Audrey could barely see the silhouette of Jonathan, who now appeared to be shaking without reason. Audrey felt something warm spill against the fabric of her sweater. It was thick, hot, and musky. Little bits of viscera sat in Audrey’s lap. She began to realize that pieces of herself and Jonathan were what stained her jeans.

Audrey felt the unstable other reassure herself in her head– it wasn’t anything personal– it was just a car accident. It was just an accident. It was nobody’s fault. In that moment of clarity, Audrey noticed just how blatantly desolate it looked outside.

III. “He shall have driven her back to Hell.” Audrey woke up in her bed again, mistaking the thumping upstairs for her own heart. It seemed that the neighbors had brought their dog back home again. As she got out of bed to start her day, that disorientation came back around again, but this time it was different– it felt familiar, like she had dealt with it for years before this.

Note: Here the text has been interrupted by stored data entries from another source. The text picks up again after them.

Issue #6896, opened 2020-10-01
[Bug] Connect-DbaInstance assumes MFA method when azure.tenantid is in dbatoolsconfig


PowerDBAKlaas:
#### Host used

- [x] powershell.exe
- [ ] ISE
- [ ] VS Code
- [ ] Other (please specify)

#### Errors Received

```
PSMessageDetails      :
Exception             : System.Exception: When using AD Universal with MFA Support, database must be specified.
TargetObject          :
CategoryInfo          : NotSpecified: (:) [], Exception
FullyQualifiedErrorId : dbatools_Connect-DbaInstance
ErrorDetails          :
InvocationInfo        : System.Management.Automation.InvocationInfo
ScriptStackTrace      : at Stop-Function, C:\Git\dbatools\internal\functions\flowcontrol\Stop-Function.ps1: line 221
                        at Connect-DbaInstance<Process>, C:\Git\dbatools\functions\Connect-DbaInstance.ps1: line 498
                        at <ScriptBlock>, <No file>: line 1
PipelineIterationInfo : {}
```

#### Steps to Reproduce
A long time ago:
`Set-DbatoolsConfig -FullName azure.tenantid -Value 'guidheremaybename' -Passthru | Register-DbatoolsConfig`  
  
Now:  
`Connect-DbaInstance -ConnectionString 'Data Source=TCP:uheresmyserverc.database.windows.net,1433;Initial Catalog=SomeDB;User Id=SomeWriterUser;Password=I**************************f; Persist Security Info=True;MultipleActiveResultSets=False;Connect Timeout=30;Encrypt=True;TrustServerCertificate=False;Application Name=dbatools PowerShell module -dbatools.io' -Debug`  
  
and:  
`Connect-DbaInstance -SqlInstance 'uheresmyserverc.database.windows.net' -DisableException -Database 'SomeDB' -SqlCredential $SomeWriterUser -Debug`
  
and:  
`Connect-DbaInstance -SqlInstance 'uheresmyserverc.database.windows.net' -DisableException -Database 'SomeDB' -SqlCredential $ITWriter -Verbose -AppendConnectionString 'User ID=SomeWriterUser;Password =I**************************f;'`  
  
#### Expected Behavior

![image](https://user-images.githubusercontent.com/22813386/94821041-6de2f180-0401-11eb-9129-bae7b36147c1.png)

#### Actual Behavior

[...]

PR #7520, opened 2021-07-10
Connect-DbaInstance - Test for GUID username when using Tenant

### LINKED ISSUE #7518: Connect-DbaInstance - Use SqlCredential to login as a service principal
Starting with 1.0.170, it is again possible to connect to an Azure SQL Database with a service principal.
At the moment, the code uses `-Tenant` to get the tenant id and `-SqlCredential` to get the service principal id and the secret.
When using `Connect-DbaInstance` directly, it is no problem to add `-Tenant`, but using other commands that use `Connect-DbaInstance` internally, they only use `-SqlInstance` and `-SqlCredential`. Then the config `azure.tenantid` has to be used because it is the default for `-Tenant`. This is maybe not the best way, because the config name looks like a general information and not a default for all connections - see #6896.

What about storing the tenant id and the service principal id together as the `UserName` of the credential? They are both guids and we can use `|` to separate them.
We already check the username for `\\` and `@` to find out if it is an active directory account. So we could also check for `|` to know that we have to get a token from Azure using `New-DbaAzAccessToken`.

So an example code would look like:
```
$tenantId = "3f03bfac-9d26-4690-8cda-783e205cb9a3" 
$clientId = "d58773f3-0acf-4760-83d3-7616a5ed9881"
$clientSecret = ConvertTo-SecureString "PutTheSecretHere" -AsPlainText -Force
$azureCredential = [PSCredential]::new("$tenantId|$clientId", $clientSecret)
Invoke-DbaQuery -SqlInstance myAzureDatabaseServer.database.windows.net -SqlCredential $azureCredential -Database myAzureDatabase -Query "SELECT foo FROM bar"
```

Feedback is welcome.

potatoqualitee:
Add in GUID check to invoke when azure.tenantid is in dbatoolsconfig or otherwise specificed

Fixes #7518 and #6896

I _could_ add a little more safety and say `(Get-DbatoolsConfigValue -FullName 'azure.tenantid' -and $SqlCredential.UserName -match '^[0-9a-fA-F]{8}-[0-9a-fA-F]{4}-[0-9a-fA-F]{4}-[0-9a-fA-F]{4}-[0-9a-fA-F]{12}$')` but I'm not sure it's required

I tested this with the command line against username `beb` and with an azure client ID and it passed 👍🏼  Good work GitHub Copilot!

### DIFF
--- a/functions/Connect-DbaInstance.ps1
+++ b/functions/Connect-DbaInstance.ps1
@@ -448,6 +448,7 @@ function Connect-DbaInstance {
     }
     process {
         if (Test-FunctionInterrupt) { return }
+        # if tenant is specified with a GUID username such as 21f5633f-6776-4bab-b878-bbd5e3e5ed72 (for clientid)
         if ($Tenant -and -not $AccessToken -and $SqlCredential.UserName -match '^[0-9a-fA-F]{8}-[0-9a-fA-F]{4}-[0-9a-fA-F]{4}-[0-9a-fA-F]{4}-[0-9a-fA-F]{12}$') {
             Write-Message -Level Verbose "Tenant detected, switching to experimental code path"
             try {
--- a/functions/Connect-DbaInstance.ps1
+++ b/functions/Connect-DbaInstance.ps1
@@ -448,7 +448,7 @@ function Connect-DbaInstance {
     }
     process {
         if (Test-FunctionInterrupt) { return }
-        if ($Tenant -and -not $AccessToken) {
+        if ($Tenant -and -not $AccessToken -and $SqlCredential.UserName -match '^[0-9a-fA-F]{8}-[0-9a-fA-F]{4}-[0-9a-fA-F]{4}-[0-9a-fA-F]{4}-[0-9a-fA-F]{12}$') {
             Write-Message -Level Verbose "Tenant detected, switching to experimental code path"
             try {
                 Set-DbatoolsConfig -FullName sql.connection.experimental -Value $true


andreasjordan:
But Copilot failed in generating the dbatools style catch block:
```
$errormessage = Get-ErrorMessage -Record $_
Stop-Function -Message "Failed to get access token for Azure SQL DB ($errormessage)"
```
Should include `-ErrorRecord $_` and does not need `$errormessage`.

potatoqualitee:
haha that was me. Because Connect-DbaInstance throws exceptions by default, using `-ErrorRecord` produces an unhelpful error, as it does not look at `-Message` and just throws the exception.

andreasjordan:
> haha that was me. Because Connect-DbaInstance throws exceptions by default, using `-ErrorRecord` produces an unhelpful error, as it does not look at `-Message` and just throws the exception which says something like "Error 400"

Oh, forgot that. Maybe I should have a look at the catch blocks in the new code path...

potatoqualitee:
Most of the SQL Server error messages are helpful, unlike this token one :/

functions/Connect-DbaInstance.ps1
```diff
@@ -448,7 +448,7 @@ function Connect-DbaInstance {
     }
     process {
         if (Test-FunctionInterrupt) { return }
-        if ($Tenant -and -not $AccessToken) {
+        if ($Tenant -and -not $AccessToken -and $SqlCredential.UserName -match '^[0-9a-fA-F]{8}-[0-9a-fA-F]{4}-[0-9a-fA-F]{4}-[0-9a-fA-F]{4}-[0-9a-fA-F]{12}$') {
```
wsmelton, line 451: It may help to add a comment (block maybe) of one example  or two for what that regex is supposed to catch.

6 months down I seriously doubt we will remember 😆

potatoqualitee: merci, added a comment 😊

potatoqualitee:
k merging ⛅

PR #7521, opened 2021-07-11
Convert issue templates to Issue Forms (beta)

wsmelton:
This is to convert our current issue templates from markdown to [issue forms](https://docs.github.com/en/communities/using-templates-to-encourage-useful-issues-and-pull-requests/syntax-for-issue-forms) that is currently in beta.

These exists on a public repository so you can can visually see and interact with them: [wsmelton/testing-issue-templates](https://github.com/wsmelton/testing-issue-templates)

A sampling has been created as well: [wsmelton/testing-issue-templates/issues](https://github.com/wsmelton/testing-issue-templates/issues).

**A few bugs in it as beta**

I have found that even though adding a "header" in the form will display it, it does not persist to the issue once the user submits it. I have filled feedback on that along with checkboxes even on the forms still end up showing the "tasks done" visualization under the title of the issue (😞).

**Feedback on the PR**

Recommend or suggest adjustments and I will add them on the public repo so you can see the change **prior to updating the PR**.

**Details**
The main features in forms is the ability to use drop-downs and checkboxes. Drop-down allows to provide a list of selections:

image

We can have "comments" on the template more clearly added and that content not misunderstood by users:

image

Content requested can be required, where the submitter has to be some text in the text area or select an option from a drop-down:

image

You can also pre-populate a text area with content example as well:

image


potatoqualitee:
I think this is beautiful 😍

potatoqualitee:
@jpomfret - if you're around, whatcha think? I'm ready when someone else is.

potatoqualitee:
lez do this

PR #7522, opened 2021-07-11
Fix multiple commands to restore compatibility for PSv3 - remove unsupported method `::new(`

### LINKED ISSUE #7513: [Bug] Need to remove instances of ::new()
Hopefully this can be replaced with `ArgumentList`
image

potatoqualitee:
## Type of Change
 - [X] Bug fix (non-breaking change, fixes #7513)

Please triple check for me, this is easy to mess up

I did not remove from any tests because all of our testing platforms are newer


potatoqualitee:
K I tested each of these individually

PR #7523, opened 2021-07-11
Copy-DbaLogin - Update docs to be more accurate

### LINKED ISSUE #7506: [Bug] Copy-DbaLogin - KillActiveConnection parameter help incorrect
### Report

Unless I'm reading this wrong, we state that `-Force` has to be used with `KillActiveConnection`:

https://github.com/sqlcollaborative/dbatools/blob/08b9fbafbd749be5d1ae5827cb26c490f21d4e9c/functions/Copy-DbaLogin.ps1#L63-L64

Checking where that parameter hits though we are not checking if `-Force` was provided.

https://github.com/sqlcollaborative/dbatools/blob/08b9fbafbd749be5d1ae5827cb26c490f21d4e9c/functions/Copy-DbaLogin.ps1#L321-L331

Notice in the verbose message if active connections are found we also state the use of `-Force`.

I do not really see a need to tie this parameter to Force, so believe we can update the documentation. // @potatoqualitee ?

potatoqualitee:
## Type of Change

 - [x] Bug fix (non-breaking change, fixes #7506)

### DIFF
--- a/functions/Copy-DbaLogin.ps1
+++ b/functions/Copy-DbaLogin.ps1
@@ -61,9 +61,7 @@ function Copy-DbaLogin {
         Include object-level permissions for each user associated with copied login.
 
     .PARAMETER KillActiveConnection
-        If this switch and -Force are enabled, all active connections and sessions on Destination will be killed.
-
-        A login cannot be dropped when it has active connections on the instance.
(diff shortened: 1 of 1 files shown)


potatoqualitee:
just docs, so merge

It was like a lukewarm, sopping blanket that bogged her down to the floor of her apartment. When she walked to the kitchen table, she felt inside pieces of herself separating, and she didn’t feel that great, but she didn’t feel that terrible, either. It just felt like her insides were broken, detached, like the only thing keeping her organs inside of her was her external skin. She supposed that was what happened when you die in a car accident. Audrey felt in between, as if she existed in between life and death, not really participating in much of either, only bouncing between them.

Eternally, undisputedly between. Audrey looked outside the window, realizing that the outside world was drowning in the same winter as before when she was with Jonathan. The only visible sight was a billboard, one that she hadn’t seen before. Audrey squinted, attempting to read what it said. Finally, her vision focused, and she read the billboard’s text aloud to herself: “No exit.”

After realizing what had just happened, Audrey was immediately overtaken by a sadness hotter than any living person could bear.